* **What the task requires**: Restate the data below, keeping every line the same.

::: Data provided

PR #1470, opened 2016-10-26
Tests/resolvers/exotics

olingern:
**Summary**
The goal is to bring all resolvers to 80%+ coverage.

::::::

* **Written solution**:
PR #1470, opened 2016-10-26
Tests/resolvers/exotics

olingern:
**Summary**
The goal is to bring all resolvers to 80%+ coverage.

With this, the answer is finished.